[Assignment]:
Repeat all of the records verbatim.

Data entries:
* * * * *
PR #2646, opened 2020-08-05
[cherry-pick] enh(csharp) highlight generics in more cases (#2599)

Himura2la:
Port the #2599 pull-request into version 9, because we need this in IE11

### DIFF
--- a/src/languages/cs.js
+++ b/src/languages/cs.js
@@ -86,6 +86,14 @@ function(hljs) {
     ]
   };
 
+  var GENERIC_MODIFIER = {
+    begin: "<",
+    end: ">",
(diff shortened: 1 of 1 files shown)


joshgoebel:
@Himura2la Thank you for your contribution, but the `9-*-stable` branch is closed for all but critical security updates and we have no plans to maintain it otherwise.  You may want to just maintain these back ports in  your own private repository (which you're welcome to share with others, or not).

I'll be updating the README/docs shortly to make our policy on this clear.

joshgoebel:
https://github.com/highlightjs/highlight.js/blob/master/OLD_VERSIONS.md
* * * * *
[Answer box]:
PR #2646, opened 2020-08-05
[cherry-pick] enh(csharp) highlight generics in more cases (#2599)

Himura2la:
Port the #2599 pull-request into version 9, because we need this in IE11

### DIFF
--- a/src/languages/cs.js
+++ b/src/languages/cs.js
@@ -86,6 +86,14 @@ function(hljs) {
     ]
   };
 
+  var GENERIC_MODIFIER = {
+    begin: "<",
+    end: ">",
(diff shortened: 1 of 1 files shown)


joshgoebel:
@Himura2la Thank you for your contribution, but the `9-*-stable` branch is closed for all but critical security updates and we have no plans to maintain it otherwise.  You may want to just maintain these back ports in  your own private repository (which you're welcome to share with others, or not).

I'll be updating the README/docs shortly to make our policy on this clear.

joshgoebel:
https://github.com/highlightjs/highlight.js/blob/master/OLD_VERSIONS.md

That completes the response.